Retroactive funding for Don't Dismiss Simple Alignment Approaches

Project summary

Retroactive funding for the Less Wrong post Don't Dismiss Simple Alignment Solutions.

I believe that this project is especially suitable for retroactive funding since:

• It was only published recently (the further back you go, the less value is delivered by retroactive funding)
• It's much easier to judge the post as a success retroactively than it would have been prospectively
• My runway is currently short enough that it is likely to lead to counterfactual AI Safety work taking place as opposed to just increasing a figure in a bank account.

This post wasn't a huge amount of work to write up, but producing posts of this EV regularly (say, one each month) would be extremely challenging. See, for example, the large number of posts that I had to write to get this one hit: https://www.alignmentforum.org/users/chris_leong, with more posts on Less Wrong (that said, many of those posts were on niche topics, so not intended to be hits). So it would likely make sense to view it as more of a grant for achieving a hit, rather than a grant for this one specific post.

What are this project's goals and how will you achieve them?

• Encourage more work of the sort in the post - either investigation of linearity or other ways it may be surprisingly easy to make progress on alignment.
• Encourage more people to give technical alignment a go, rather than just throwing up their hands.

Hopefully, the post has received enough attention to achieve these.

If there is > 2% chance that the post leads to someone producing a counterfactual result on the same level as those mentioned in the post, then I expect the post will be worth more than the amount requested.

How will this funding be used?

Project is already complete, so it would increase my runway.

Who is on your team and what's your track record on similar projects?

Irrelevant since a retroactive request. That said, I'm open to improving/augmenting the post if requested.

What are the most likely causes and outcomes if this project fails? (premortem)

Maybe this post was unnecessary as Beren already wrote a post "Deep learning models might be secretly (almost) linear" (https://www.lesswrong.com/posts/JK9nxcBhQfzEgjjqe/deep-learning-models-might-be-secretly-almost-linear). I think there's value in my framing (better optimised as a call for action).
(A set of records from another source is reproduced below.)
PR #16345, opened 2023-02-13
fix #16343 playback model outdated upon score creation

### LINKED ISSUE #16343: Playback time incorrect upon new score creation
**Describe the bug**
When creating a score from a template, initially the score duration is governed by the template duration and not the actual score length.
Discovered by @Eism when testing PR#16263 but affects 4.0.1 and master as well

**To Reproduce**
1. Create New Score
2. Choose the Treble Clef Template
3. Set number of measure to be anything but 48 (number of measures in the template). Verified for values 1, 4 and 60
4. Playback the score
5. Notice the playback time going on to 1:39 and then stopping, regardless of the actual score length.

**Expected behavior**
Newly created score is set with correct playback length.

**Platform information**
 - OS: All

**Additional context**
The playback time of 1:39 is derived from the chosen template:
99secs = 96sec + 3sec ring on = 92160 ticks (at 120 tempo) = 192 quarter notes = 48 measures in 4/4
Using a template with a different number of measures confirms this behavior.

jeetee:
Resolves: #16343

Creating a new score means the notation has changed for it. Which also means the playback model for it has changed. (compared to the template the score may have started from)

- [N/A] I created a unit test or vtest to verify the changes I made (if applicable)

### DIFF
--- a/src/notation/internal/notationplayback.cpp
+++ b/src/notation/internal/notationplayback.cpp
@@ -76,9 +76,11 @@ void NotationPlayback::init(INotationUndoStackPtr undoStack)
 
     m_playbackModel.load(score());
 
-    updateTotalPlayTime();
     m_playbackModel.dataChanged().onNotify(this, [this]() {
         updateTotalPlayTime();
+    });
+    undoStack->stackLockedChanged().onNotify(this, [this]() {
+        m_playbackModel.reload();
     });
 
     configuration()->isPlayRepeatsChanged().onNotify(this, [this]() {
--- a/src/notation/internal/inotationundostack.h
+++ b/src/notation/internal/inotationundostack.h
@@ -54,6 +54,7 @@ public:
     virtual void lock() = 0;
     virtual void unlock() = 0;
     virtual bool isLocked() const = 0;
+    virtual async::Notification stackLockedChanged() const = 0;
 
     virtual async::Notification stackChanged() const = 0;
     virtual async::Channel<ChangesRange> changesChannel() const = 0;
--- a/src/notation/internal/notationundostack.cpp
+++ b/src/notation/internal/notationundostack.cpp
@@ -140,7 +140,10 @@ void NotationUndoStack::lock()
         return;
     }
 
-    undoStack()->setLocked(true);
+    if (!isLocked()) {
+        undoStack()->setLocked(true);
+        notifyAboutLockChanged();
+    }
 }
 
 void NotationUndoStack::unlock()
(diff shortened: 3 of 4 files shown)


src/notation/internal/notationplayback.cpp
```diff
@@ -57,6 +57,7 @@ NotationPlayback::NotationPlayback(IGetScore* getScore,
 {
     notationChanged.onNotify(this, [this]() {
         updateLoopBoundaries();
+        m_playbackModel.reload();
```
jeetee, line 60: This works for the intent of fixing the referred bug, but not being familiar with the normal notification flow I wonder if it perhaps isn't overkill to reload the playbackModel on every notationChange?

cbjeukendrup: Normally, the playback model already updates after every command, based on info from the undo stack. The reason that this doesn't happen during score creation, is that the undo stack is locked (see NotationProject::loadTemplate), so the playback model gets no notifications from it.

So, we either need to make it so that the playback model is reloaded when the undo stack is unlocked, or we need to trigger a reload of the playback model manually after the score creation options have been applied.

jeetee:
Went with the undoStack lock changed notification

src/notation/internal/notationplayback.cpp
```diff
@@ -76,10 +76,12 @@ void NotationPlayback::init(INotationUndoStackPtr undoStack)
 
     m_playbackModel.load(score());
 
-    updateTotalPlayTime();
     m_playbackModel.dataChanged().onNotify(this, [this]() {
         updateTotalPlayTime();
     });
+    undoStack->stackLockedChanged().onNotify(this, [this]() {
```
Eism, line 82: I don't like this solution.
We should not add undostack locking and playback dependency. 

We also lock the undostack in other places, does this mean that we will update the playback every time? Strange

I think we should solve the initial problem - the playback is loaded before the initialization of the master score

jeetee: Then I'll likely have to bow out for now, not being familiar with the web of current notification flows (yet)

jeetee: But from what I could tell we only unlocked the undoStack via that interface during score creation (take not is it not the UndoStack itself, but the INotationUndoStack-wrapper around it.

jeetee:
Closing this PR as "bowing out" and giving the correct status impression for the linked issue so someone can come up with a better approach to fix this.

Often posts get attention and then are forgotten.

Joseph Bloom suggests in a comment that not everyone might be excited about these alignment proposals as I am and that this may cause people to doubt the conclusion.

Perhaps all the low-hanging fruit has already been picked. Perhaps we already have directions to investigate and we should invest in them instead of trying to open up new directions.

Because of the stance (alignment is easier than you think, rather than harder) the post was more likely to have become popular and hence might be overrated.

What other funding are you or your project getting?

I received a grant to skill up in alignment and do agent foundations research, but this grant was from a certain well-known crypto fund that collapsed, so there is a chance that it may be clawed back. This was only a part-time grant anyway, so even if it were guaranteed I would need to try to find ways to supplement it.